May saw the eleventh straight monthly decline in the rate of commercial mortgage delinquencies. According to Trepp, after two unprecedented increases in May and June of 2020, driven by the sudden shutdown of the economy to combat the COVID-19 pandemic, the commercial real estate market began to slowly recover. As the states opened their economies, the overall mortgage delinquency rate dropped over 400 basis points from a high of 10.3% in June of 2020 to 6.2% last month.
The hardest hit property sectors—lodging and retail—have seen impressive improvement in performance since the economy started re-opening. Hotel delinquencies have dropped just over 10% between June 2020 and May 2021 while retail delinquencies have improved by just under 8% in that same time. As the economy continues to recover, expect delinquencies to continue to decline.

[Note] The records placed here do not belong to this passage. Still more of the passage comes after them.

PR #205, opened 2024-06-25
DEVPROD-7529 Include downstreamRevision in save project settings mutation

hadjri:
DEVPROD-7529

### Description
Add new `downstreamRevision` field to the UI so that when saving patch trigger aliases in project settings, the field doesn't get cleared. Not implementing a UI component for this field because it's going to be API-only to start, per the linked Evergreen PR.

### Testing
Tested locally

### Evergreen PR
https://github.com/evergreen-ci/evergreen/pull/8012


khelif96 (approved):
Makes sense to me 👍

PR #210, opened 2024-06-27
DEVPROD-5141: Merge deploy scripts

sophstad:
DEVPROD-5141

### Description

Sorry this is kinda chunky 😓 
- Add `src/deploy.sh` to `@evg-ui/deploy-utils` to route production vs staging/beta deploys
- Introduce deploy scripts using [package.json's `bin` field](https://docs.npmjs.com/cli/v10/configuring-npm/package-json#bin). Each `script.ts` file represents one of these scripts, which allows for easily running commands in our Evergreen YAML and locally.
  - Run scripts with [vite-node](https://github.com/vitest-dev/vitest/tree/main/packages/vite-node#readme). I found this to be much more straightforward than ts-node since it inherits from Vite config files. This means things like tsconfig paths don't have to be configured twice.
  - Require `--force` flag to run local deploy scripts
- Keep existing deploy scripts around; in case the new one fails, the deployer can revert the git tag project settings and run `yarn deploy:prod:old` (will delete in DEVPROD-7027)
- I'll be fixing the email script and converting to TS for testability in DEVPROD-7027.

### Testing

- Add unit tests
- Patch testing [write-previous-deploy](https://spruce.mongodb.com/task/evergreen_ui_spruce_test_write_previous_deploy_patch_afd1d715aa6f89e8f3a8f5efecb1678c8bc3ca18_667d94375e8be70007848d83_24_06_27_16_33_10/logs?execution=0)


packages/deploy-utils/src/setup-credentials/script.ts
```diff
@@ -0,0 +1,11 @@
+#!/usr/bin/env -S vite-node --script
+
+import { setupCredentials } from ".";
+import { isTarget } from "../utils/types";
+
+const target = process.argv[2];
+if (!isTarget(target)) {
```
SupaJoon, line 7: maybe allow the `isTarget` function parameter to be `string | undefined` in the function definition. I see a few places where we apply `?? ""` to the parameter

apps/spruce/lint-staged.config.js
```diff
@@ -2,5 +2,5 @@ import baseConfig from "@evg-ui/lint-staged";
 
 export default {
   ...baseConfig,
-  "*.{ts,tsx}": () => ["yarn check-types", "yarn check-schema-and-codegen"], // For TypeScript files, run tsc, and gql schema check
```
SupaJoon, line 5: why drop check-types?

packages/deploy-utils/src/utils/utils.test.ts
```diff
@@ -0,0 +1,54 @@
...
+
+    expect(getAppToDeploy()).toEqual("spruce");
+  });
+
+  it("throws an error when run from directory inside app", () => {
+    vi.spyOn(process, "cwd").mockReturnValue(
+      "/Users/username/evergreen-ci/ui/apps/spruce/hello",
+    );
+
+    expect(() => getAppToDeploy()).toThrowError(
```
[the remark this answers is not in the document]
sophstad: This is actually the syntax for the [toThrowError matcher](https://vitest.dev/api/expect.html#tothrowerror). Removing `() =>` causes the test to fail.

apps/spruce/lint-staged.config.js
sophstad: It's already applied to all TS/TSX files in the base config!

packages/deploy-utils/src/utils/git/tag.test.ts
```diff
@@ -0,0 +1,14 @@
+import { getLatestTag } from ".";
+import { DeployableApp } from "../types";
+
+describe("getLatestTag", () => {
+  const currentlyDeployedTagRegex = (app: DeployableApp) =>
+    new RegExp(`${app}/v\\d+.\\d+.\\d+`);
```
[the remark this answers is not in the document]
sophstad: It's not possible to assert an exact string value since we aren't mocking the value returned by `execSync` in `getLatestTag`. IMO that would defeat the usefulness of this test since we want to assert that the git tags are filtered correctly. I did add a test to verify that the regex matcher works against a known-valid string!

SupaJoon (approved):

While the retail and lodging sectors struggled through the lockdowns, the other major property types avoided escalating delinquencies. With many industrial sub-sectors deemed “essential” through the pandemic (e.g., grocery stores, life science facilities and big box stores) the industrial sector turned in the best performance with fewer delinquencies during the lockdown and after than in 2019. Bolstered by federal intervention such as foreclosure moratoriums, multifamily managed to keep delinquencies low throughout the past 12 months. And the office sector has benefited from forbearance agreements with lenders driven by the need to protect their property portfolios through the pandemic.